Initialize a new LinearOperator
- property kraus_operators
A list of this operation’s Kraus operators as numpy arrays.
- classmethod from_kraus_operators(kraus_operators, basis='pp', evotype='default', state_space=None)
Create an operation by specifying its Kraus operators.
Parameters
- kraus_operatorslist
A list of numpy arrays, each of which specifyies a Kraus operator.
- basisstr or Basis, optional
The basis in which the created operator’s superoperator representation is in.
- evotypeEvotype or str, optional
The evolution type. The special value “default” is equivalent to specifying the value of pygsti.evotypes.Evotype.default_evotype.
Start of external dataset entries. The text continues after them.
PR #68, opened 2023-01-06
Add sample bwc expectations

lewijacn:
Signed-off-by: Tanner Lewis <lewijacn@amazon.com>

### Description
Add sample BWC expectations to build up knowledge base

### Issues Resolved
None

### Testing
N/A

### Check List

### DIFF
--- a/knowledge_base/consistent-index-settings.json
+++ b/knowledge_base/consistent-index-settings.json
@@ -1,0 +1,4 @@
+{
+  "id": "consistent-index-settings",
+  "description": "An index should have the same core index settings and associated data values before and after a migration or upgrade."
+}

- state_spaceStateSpace, optional
The state space for this operation. If None a default state space with the appropriate number of qubits is used.
- classmethod quick_init(unitary_mx, superop_mx, basis, evotype, state_space)
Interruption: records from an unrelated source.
PR #101, opened 2023-02-09
Logs for requests/responses are valid json objects

okhasawn:
Signed-off-by: Omar Khasawneh <okhasawn@amazon.com>

### Description
This change will cause the log file entries to be valid json objects for each of the logs and responses.
Logs include: Requests (timestamp, uri, method, body, h̶e̶a̶d̶e̶r̶s̶) and Responses (response time, body, h̶e̶a̶d̶e̶r̶s̶, status code)

Example log entry:

`
 { "request": { "timestamp":1676307415, "uri":"\/noldor\/_doc\/1", "method":"PUT", "body":"{\"name\": \"Finwe\"}" }, "response": {"response_time_ms":556, "body":"{\"_index\":\"noldor\",\"_type\":\"_doc\",\"_id\":\"1\",\"_version\":1,\"result\":\"created\",\"_shards\":{\"total\":2,\"successful\":1,\"failed\":0},\"_seq_no\":0,\"_primary_term\":1}", "status_code": 201 } }
`

The entries will still be valid json objects when non-english characters are part of a request/response, and will show as unicode characters.

An issue with this log-format (that can't be avoided per my research about it), is that the body of a request/response will still be included within it's respective headers section, which is why this task was created [Migrations-992](https://opensearch.atlassian.net/browse/MIGRATIONS-992)

It's important to capture all known and unknown headers, and the only way to do that is with the variable `%hr`, which will have the body at index 0 due to this line `http-request capture req.body id 0`, which is how we can capture the body.

The headers variables (`%hr %hs`) will contain certain characters that break the ability to read the data, so it's important to be able to json-escape the headers, haven't found a way to do that yet with HAProxy, so reverting to not logging the headers for now and created a task ([Migrations-993](https://opensearch.atlassian.net/browse/MIGRATIONS-993)) to investigate that. 

### Issues Resolved
Partially https://opensearch.atlassian.net/browse/MIGRATIONS-953

### Check List


cluster_traffic_capture/cluster_traffic_capture/gen_haproxy_cfg.py
```diff
@@ -71,7 +71,9 @@ def _get_fe_config_haproxy(haproxy_port: int, mirror: bool) -> str:
     declare capture request len 80000
     declare capture response len 80000
     http-request capture req.body id 0
```
mikaylathompson, line 73: Can you 
1/ add a JIRA issue about removing the body from the headers block,
2/ add a comment here explaining the issue with the headers in the body + linking to/mentioning that issue?

cluster_traffic_capture/cluster_traffic_capture/gen_haproxy_cfg.py
```diff
@@ -71,7 +71,9 @@ def _get_fe_config_haproxy(haproxy_port: int, mirror: bool) -> str:
...
-    log-format Request-URI:\\ %[capture.req.uri]\\nRequest-Method:\\ %[capture.req.method]\\nRequest-Body:\\ %[capture.req.hdr(0)]\\nResponse-Body:\\ %[capture.res.hdr(0)]
+    http-request capture req.hdrs len 512
```
mikaylathompson, line 74: Why 512 characters? Is the body included as part of this 512? if so, it seems very possible that the body will push out all of the actual headers

mikaylathompson:
Does your example above come from a real request? 

It doesn't have any headers except for the body, so it's tough to tell 1/ whether it's working as expected, and 2/ what the formatting of the headers looks like. Could you add more examples that show that?

cluster_traffic_capture/cluster_traffic_capture/gen_haproxy_cfg.py
```diff
@@ -71,7 +71,9 @@ def _get_fe_config_haproxy(haproxy_port: int, mirror: bool) -> str:
...
+    log-format '{{ "request": {{ "timestamp":%Ts, "uri":"%[capture.req.uri,json('utf8ps')]", "method":"%[capture.req.method,json('utf8ps')]", "body":"%[capture.req.hdr(0),json('utf8ps')]", "headers": "%hr" }}, "response":  {{"response_time_ms":%Tr, "headers":"%hs", "body":"%[capture.res.hdr(0),json('utf8ps')]", "status_code": %ST }} }}'
```
mikaylathompson, line 75: Is there a reason you're not json-escaping the headers as well? I'm not positive whether it's necessary or not (I think it depends on what kind of characters are legal to include in headers) but I wasn't sure if there was a specific reason you're not doing it

okhasawn:
> Does your example above come from a real request?
> 
> It doesn't have any headers except for the body, so it's tough to tell 1/ whether it's working as expected, and 2/ what the formatting of the headers looks like. Could you add more examples that show that?

My mistake on that part, that example is from before I added the second commit to this PR, so that's not considered a valid example, I'll update that, thanks for catching that!

cluster_traffic_capture/cluster_traffic_capture/gen_haproxy_cfg.py
okhasawn: I did have it 4096 at one point but didn't think that was necessary, now I think otherwise as I just ran a test and the body is in fact included in as part of the 512. Any suggested length?

mikaylathompson:
Can you also clarify this comment in the text of the PR:
>  It's important to capture all known and unknown headers, and the only way to do that is with the variable %hr and by HAProxy's default, it includes the body.

It's not by HAProxy's default, it's because of the `http-request capture req.body id 0` line that "captures" the body and places it at index 0 of the headers. The problem is that we haven't yet found another way to capture the body.

cluster_traffic_capture/cluster_traffic_capture/gen_haproxy_cfg.py
chelma: +1

cluster_traffic_capture/cluster_traffic_capture/gen_haproxy_cfg.py
chelma: I don't think we ever want to truncate here.  So, how about ~1MB (1048576 characters) for all the capture mechanisms.  We'll need to either find a better solution long term or scream this limit loud and clear to users.

chelma (changes requested):

okhasawn:
Due to not being able to json-escape the headers in the log-format, I'll be removing the headers entirely until I'm able to do so. The reason being is that the headers sometimes contain certain characters that break our ability to read the entire entry.

A task to investigate that for a solution that has been created: https://opensearch.atlassian.net/browse/MIGRATIONS-993

mikaylathompson (approved):

chelma (approved):
I think these changes will be overwritten by @mikaylathompson's upcoming PR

- to_dense(on_space='minimal')
Return the dense array used to represent this operation within its evolution type.
Note: for efficiency, this doesn’t copy the underlying data, so the caller should copy this data before modifying it.
Parameters
- on_space{‘minimal’, ‘Hilbert’, ‘HilbertSchmidt’}
The space that the returned dense operation acts upon. For unitary matrices and bra/ket vectors, use ‘Hilbert’. For superoperator matrices and super-bra/super-ket vectors use ‘HilbertSchmidt’. ‘minimal’ means that ‘Hilbert’ is used if possible given this operator’s evolution type, and otherwise ‘HilbertSchmidt’ is used.
Returns
numpy.ndarray
- to_memoized_dict(mmg_memo)
Create a serializable dict with references to other objects in the memo.
Parameters
- mmg_memo: dict
Memo dict from a ModelMemberGraph, i.e. keys are object ids and values are ModelMemberGraphNodes (which contain the serialize_id). This is NOT the same as other memos in ModelMember (e.g. copy, allocate_gpindices, etc.).
Returns
- mm_dict: dict
A dict representation of this ModelMember ready for serialization This must have at least the following fields: module, class, submembers, params, state_space, evotype Additional fields may be added by derived classes.